Perché parlare di ageing o di invecchiamento oggi? Perché l’invecchiamento della società è la regola dei paesi occidentali, particolarmente dell’Italia. Infatti, la percentuale delle persone che hanno più di 65 anni da noi è più alta di quasi dieci punti rispetto a quella di chi è tra 0 e 14 anni. Nel 2018 il 22% della popolazione era sopra i 65 anni e solo il 13,3 per conto si collocava tra 0 e 14 anni. Ci sono più tombe che culle, più dipartite che nascite. Manca il ricambio fisiologico della popolazione. Per converso, la longevità ci mette in vetta alle classifiche dei paesi occidentali. Infatti, la speranza di vita alla nascita è oggi di circa 83 anni per le donne e quasi 80 per gli uomini. E dipende da un adeguato accesso – garantito alla popolazione generale – al nutrimento, alla prevenzione e cura delle malattie, all’istruzione e non ultimo a un fattore culturale e psicologico, cioè al fatto che permangono nella società italiana le “reti” familiari e extrafamiliari. In termini semplici vivere in famiglia protegge le persone più avanti nell’età.
Non per vezzo, ma per scelta preferiamo la parola inglese ageing in luogo di invecchiamento, perché il primo termine sottolinea l’aspetto “processuale” dell’accrescersi dell’età, un percorso fisiologico che accompagna l’intera vita, mentre il secondo, invecchiamento, sottolinea la perdita, il deterioramento e l’obsolescenza sia delle persone sia delle cose. Senza dimenticare le immagini legate al mondo di ieri, che vede gli ultrasessantacinquenni come pensionati ai giardinetti e d’altra parte senza sottovalutare il fatto che nella cultura di oggi l’immagine di tutto ciò che è vecchio è negativa e c’è una spinta forte a fare qualsiasi acrobazia per apparire giovani.
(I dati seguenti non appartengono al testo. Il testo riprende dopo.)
PR #162, opened 2019-01-06
install: reject Snow Leopard and Leopard installations.

MikeMcQuaid:
These will be deprecated in future so let's stop getting any new installs now.

See some related deprecations in https://github.com/Homebrew/brew/pull/5477.

### DIFF
--- a/install
+++ b/install
@@ -170,7 +170,7 @@ def chgrp?(path)
 end
 
 # Invalidate sudo timestamp before exiting (if it wasn't active before).
-Kernel.system "/usr/bin/sudo -n -v 2>/dev/null" unless macos_version < "10.7"
+Kernel.system "/usr/bin/sudo -n -v 2>/dev/null"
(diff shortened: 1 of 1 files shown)


install
```diff
@@ -170,7 +170,6 @@ def chgrp?(path)
 end
 
 # Invalidate sudo timestamp before exiting (if it wasn't active before).
-Kernel.system "/usr/bin/sudo -n -v 2>/dev/null" unless macos_version < "10.7"
```
reitermarkus: This is still needed, only remove the `unless`.

RandomDSdevel:
@MikeMcQuaid:  

&nbsp;&nbsp;&nbsp;&nbsp;&nbsp;How much, if any, does @mistydemeo know about this?  She may want to add support for these OS X versions to [Tigerbrew](https://github.com/mistydemeo/tigerbrew) (though that might necessitate a rename…)

RandomDSdevel:
&nbsp;&nbsp;&nbsp;&nbsp;&nbsp;Right, OK; this doesn't actually affect me, but I was still curious anyway.

PR #163, opened 2019-01-08
Support CLT installs outside of /Library

indirect:
On some systems, XCode.app contains a full set of command-line tools
within itself, without command line tools being installed into /Library.

This change skips installing the command line tools if `xcrun` is
already able to return the path to a usable `git`.

### DIFF
--- a/install
+++ b/install
@@ -121,6 +121,9 @@ end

Il che ci porta immediatamente alle due diverse immagini che si possono avere del fenomeno ageing in psicoanalisi, focalizzandoci, per uscire dal generico, su una fascia di età, la midlife, che va dai 50-55 ai 70 anni. Una corrente, ben rappresentata dagli autori del volume The empty couch (a cura di G.Junkers) vede la midlife come un tempo in cui è necessario accettare le perdite, rinunciando ai sogni di onnipotenza che accompagnano la vita umana dall’adolescenza. L’ageing significa dunque fare i conti con i limiti, a partire dalla diminuzione degli aspetti vitali quali il piacere, l’energia, la libertà, la buona salute ecc e soprattutto della gioventù.
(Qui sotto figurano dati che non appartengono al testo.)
PR #167, opened 2019-01-21
Fix  Bug: missing HOMEBREW_CORE_TAP

ahuigo:
Fix the bug that missing HOMEBREW_CORE_TAP with newly installation.

https://github.com/Homebrew/brew/issues/5570#event-2085902879

### DIFF
--- a/install
+++ b/install
@@ -379,10 +379,12 @@ Dir.chdir HOMEBREW_REPOSITORY do
 
   system git, "reset", "--hard", "origin/master"
 
-  unless can_macos_use_tls12?
+  if can_macos_use_tls12?
     system git, "clone", "--depth", "1", CORE_TAP_REPO_INSECURE, HOMEBREW_CORE_TAP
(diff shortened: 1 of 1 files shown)


install
```diff
@@ -379,10 +379,12 @@ Dir.chdir HOMEBREW_REPOSITORY do
 
   system git, "reset", "--hard", "origin/master"
 
-  unless can_macos_use_tls12?
+  if can_macos_use_tls12?
```
MikeMcQuaid: This is not a correct change; this is making modern versions of macOS use `CORE_TAP_REPO_INSECURE`

ahuigo: Is this change ok?
```suggestion
  if can_macos_use_tls12?
    system git, "clone", "--depth", "1", CORE_TAP_REPO, HOMEBREW_CORE_TAP
  else
    system git, "clone", "--depth", "1", CORE_TAP_REPO_INSECURE, HOMEBREW_CORE_TAP
  end

```

MikeMcQuaid: It's not necessary as it's done by Homebrew itself.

Altri psicoanalisti, che hanno raccolto le loro riflessioni in Updating midlife (Montero et al.) hanno sottolineato gli aspetti vitali dell’ageing, focalizzandosi sulla midlife come età nella quale continuano gli investimenti affettivi. Con questo termine la psicoanalisi indica la disponibilità di energia che si può indirizzare verso di sé, le altre persone e le cose. Nella midlife ci si può rinnovare, si può amare, pensare, appassionarsi. L’energia può essere addirittura superiore rispetto al passato.
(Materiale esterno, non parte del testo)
PR #169, opened 2019-01-23
install: disable pre-Mavericks.

MikeMcQuaid:
This will be no longer supported in Homebrew 2.0.0.

This should not be merged until 2.0.0 will be released imminently.


MikeMcQuaid:
Actually, let's ship this now so they don't get a nasty surprise in a few weeks.

PR #172, opened 2019-01-24
install: HOMEBREW_CACHE is not an array

dbramwell:
Fix broken code treating HOMEBREW_CACHE as an array


dbramwell:
Hi, having issues installing brew today. This fixes it.

PR #174, opened 2019-01-25
Add install.sh

sjackman:
On macOS run…
```sh
/usr/bin/ruby -e "$(curl -fsSL https://raw.githubusercontent.com/Homebrew/install/master/install)"
```
and on Linux run…
```sh
/bin/bash -c "$(curl -fsSL https://raw.githubusercontent.com/Linuxbrew/install/master/install.sh)"
```

### DIFF
--- a/install.sh
+++ b/install.sh
@@ -1,0 +1,7 @@
+#!/bin/sh
+set -eu
+case "$(uname -s)" in
+  Darwin) exec /usr/bin/ruby -e "$(curl -fsSL https://raw.githubusercontent.com/Homebrew/install/master/install)" "$@" ;;
+  Linux)  exec /bin/sh -c "$(curl -fsSL https://raw.githubusercontent.com/Linuxbrew/install/master/install.sh)" "$@" ;;
+  *) echo "Error: Your operating system is not supported: $(uname -s)" >&2; exit ;;
+esac


sjackman:
@MikeMcQuaid Take 2 for review. Thoughts?

MikeMcQuaid:
@sjackman That's a clever approach, nice 👍 . How confident are you in it being rock-solid (e.g. will fail in a non-confusing way regardless of Ruby installation/current shell) in comparison to the existing version?

sjackman:
PR https://github.com/Homebrew/install/pull/176 updates the installation instructions for Linux.

sjackman:
I'd like for the default installation instructions work on both macOS and Linux. Currently if a Linux user goes to https://brew.sh and runs the installation command there, they may likely see the error…
```console
$ /usr/bin/ruby -e "$(curl -fsSL https://raw.githubusercontent.com/Homebrew/install/master/install)"
bash: /usr/bin/ruby: No such file or directory
```
and give up there, if they don't have Ruby installed on their system, assuming its a dependency.

Two options I see are…
1. Change the default installation instructions to use `/bin/sh` as this PR had previously
2. Add a separate installation command to https://brew.sh for Linux immediately below the macOS version

Thoughts, Mike?

MikeMcQuaid:
@sjackman Much like the discussions on the title: I don't think the macOS and Linux install methods warrant equal footing on the website. We do link specifically to Linux instructions and that seems sufficient to me if there's no way to do this without degrading the macOS script. Remember the people who will be hit by this are those who both try to run the macOS installer _and_ don't read the Linux instructions on this site. This would have been previously hit by users on Mountain Lion and below who had the same instructions/failures and none of them complained or reported this issue.

sjackman:
Fair enough, but it requires two clicks to get to the Linuxbrew installation instructions from https://brew.sh:

1. There are more installation options [here](https://docs.brew.sh/Installation) (required for Linux and Windows 10 Subsystem for Linux).
2. Check out the [Linuxbrew installation documentation](https://docs.brew.sh/Linuxbrew).

I'd like to get that down to one click. I suggest replacing (1) with:

[Install Homebrew on Linux](https://docs.brew.sh/Linuxbrew) and Windows 10 Subsystem for Linux. There are more installation options [here](https://docs.brew.sh/Installation).

MikeMcQuaid:
> I'd like to get that down to one click. I suggest replacing (1) with:
> 
> [Install Homebrew on Linux](https://docs.brew.sh/Linuxbrew) and Windows 10 Subsystem for Linux. There are more installation options [here](https://docs.brew.sh/Installation).

👍 but also link `and Windows 10 Subsystem for Linux` and maybe add `more installation options for macOS or Linux here`?

MikeMcQuaid:
@sjackman https://github.com/Homebrew/install/pull/177 should make the Linux failure case a bit better. Additionally, probably want to update the instructions on the README, too: https://github.com/Homebrew/install/blob/master/README.md

sjackman:
I've opened PR https://github.com/Homebrew/brew.sh/pull/315 to add a link to the installation instructions on Linux.

sjackman:
I've reverted this PR back to its original form, a `install.sh` trampoline script:
```sh
#!/bin/sh
set -eu
case "$(uname -s)" in
  Darwin) exec /usr/bin/ruby -e "$(curl -fsSL https://raw.githubusercontent.com/Homebrew/install/master/install)" "$@" ;;
  Linux)  exec /bin/sh -c "$(curl -fsSL https://raw.githubusercontent.com/Linuxbrew/install/master/install.sh)" "$@" ;;
  *) echo "Error: Your operating system is not supported: $(uname -s)" >&2; exit ;;
esac
```

MikeMcQuaid:
> I'd rather we display either a prominent link to Linux install instructions

We've got this now in https://github.com/Homebrew/brew.sh/pull/315

> The problem with this is that for those folk who want to manually download and inspect the script it effectively adds a "redirect" through this script.

This is still my concern here (particularly given how much shit we already get for our install script method).

sjackman:
My preference is the `install.sh` trampoline. I'm fine closing this PR for now, and waiting for any actual bug reports from any confused Linux users without `/usr/bin/ruby` installed.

Altri punti di vista inediti sono quelli espressi da Danielle Quinodoz in Invecchiare, dove mostra l’invecchiamento dinamico come un viaggio appassionante, in cui l’analisi non solo è possibile, ma arricchisce pazienti e analisti. E quello di Margarethe Mitscherlich che a oltre novant’anni sottolineava la libertà e la capacità di pensare in modo anticonvenzionale: due doni offerti dall’età avanzata.